## Brief
Transcribe, word for word, the line containing "-48,10 +48,13 @@" and each line following it through the end of the listing below. Omit all other lines.
-- Opening Marker --
PR #3942, opened 2025-02-06
🐛 Fix un_members dependency on grapher regions

Marigold:
@lucasrodes I had to revert your archival of grapher regions because there was still one dataset using it.

This PR updates `un_members` dataset to use garden version of regions (plus a list of mappable countries that are in grapher regions).


lucasrodes:
I see, I didn't catch that dependency, thanks for being on top of it!

How stable is this change? I am not sure I understand the nature of that list. Will that variable be the "source of truth" for that? Or how did we obtain that list? Maybe good to add a comment if it was manually extracted, just for future self.

Marigold:
> How stable is this change? I am not sure I understand the nature of that list. Will that variable be the "source of truth" for that? Or how did we obtain that list? Maybe good to add a comment if it was manually extracted, just for future self.

The list `MAPPABLE_COUNTRIES` was copied from [grapher/regions/latest/regions](https://github.com/owid/etl/blob/master/etl/steps/data/grapher/regions/latest/regions.py#L23) step. It was originally created by @pabloarosado. I'll add a note where it comes from, and we can revise whether it's necessary for the UN dataset on next update.

lucasrodes (approved):

pabloarosado:
Thanks @lucasrodes! At some point we should fix version tracker to prevent issues like this (CI should ideally fail if VT fails because of a broken dependency; but currently it fails for various reasons).
Thanks @Marigold, your solution is good. That list of mappable countries is actually an input from grapher. That's the list of countries that appear in grapher charts. It's not ideal to have it hardcoded like that, but it's unlikely that this list will change, so it's probably fine.

PR #3945, opened 2025-02-07
🔨 Refactor mdims

Marigold:
- Allow referencing indicators with `table#indicator` instead of full catalogPath
  - E.g. `grapher/energy/2024-06-20/energy_mix/energy_mix#coal__twh` -> `energy_mix#coal__twh`
  - It's expanded dynamically in `multidim.upsert_multidim_data_page`, but you have to pass `dependencies=paths.dependencies` (I couldn't think a more elegant way, but I'm all ears if you do)
- Add argument `.read(..., load_data: bool)` which doesn't load data when used. This significantly reduces loading times for huge datasets like GBD


lucasrodes:
Thanks for looking into this.

I've added the changes to `etl/multidim.py` and in the main PR: https://github.com/owid/etl/pull/3945. This way, I can also implement these changes in #3949.

lucasrodes (approved):
LGTM!

PR #3946, opened 2025-02-07
📊 climate: monthly era5 surface temperature update

veronikasamborska1994:
hey @Marigold! we could probably set this code to be automatically updated until next year if that's still something you are keen on doing?


Marigold:
Yep! I plan to look into this when I have some capacity.

PR #3947, opened 2025-02-07
🐛 child mortality anomalies

antea04:
Fix for [this issue](https://owid.slack.com/archives/C03NV9Z3YSV/p1738774206362549), where regional aggregates for child mortality rates fluctuate strongly. This is caused by new countries being added to regional aggregates over time, influencing the overall rate.

I have now changed the regional aggregates to only be calculated if data was available for >80% of the population. This smoothes out the lines and removes most data before ca 1965 (different for different regions).

There are two charts I had issues with:
- [Life satisfaction vs. child mortality](http://staging-site-bug-child-mortality-anomalie/admin/charts/250/edit) - For some reason the Cantril ladder score does not pull the latest year into the scatter plot (it is stuck on 2015). I assume it has something to do with [this bug](https://owid.slack.com/archives/C46U9LXRR/p1739242868670479) - I am happy to leave it for now and would try to update it once the bug is resolved. 
- [Child mortality in the past vs. today](http://staging-site-bug-child-mortality-anomalie/admin/charts/867/edit) - This is a draft chart without any entities selected and the same data as in other available line charts. I would delete it.

### DIFF
--- a/etl/steps/data/garden/un/2024-09-11/igme.py
+++ b/etl/steps/data/garden/un/2024-09-11/igme.py
@@ -48,10 +48,13 @@ def run(dest_dir: str) -> None:
     tb = filter_data(tb)
     tb = round_down_year(tb)
 
-    # add regional data for count variables
-    tb = add_regional_totals_for_counts(tb, ds_regions)
-    # add regional population weighted averages for rate variables
-    tb = add_population_weighted_regional_averages_for_rates(tb, ds_population, ds_regions)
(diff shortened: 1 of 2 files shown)


spoonerf (approved):
Looks good! Thanks for sorting this out :)

I fixed the broken life satisfaction vs child mortality chart (just removing both variables and adding them again seemed to do it). I agree the draft chart can be deleted.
-- Closing Marker --
## Output
@@ -48,10 +48,13 @@ def run(dest_dir: str) -> None:
     tb = filter_data(tb)
     tb = round_down_year(tb)
 
-    # add regional data for count variables
-    tb = add_regional_totals_for_counts(tb, ds_regions)
-    # add regional population weighted averages for rate variables
-    tb = add_population_weighted_regional_averages_for_rates(tb, ds_population, ds_regions)
(diff shortened: 1 of 2 files shown)


spoonerf (approved):
Looks good! Thanks for sorting this out :)

I fixed the broken life satisfaction vs child mortality chart (just removing both variables and adding them again seemed to do it). I agree the draft chart can be deleted.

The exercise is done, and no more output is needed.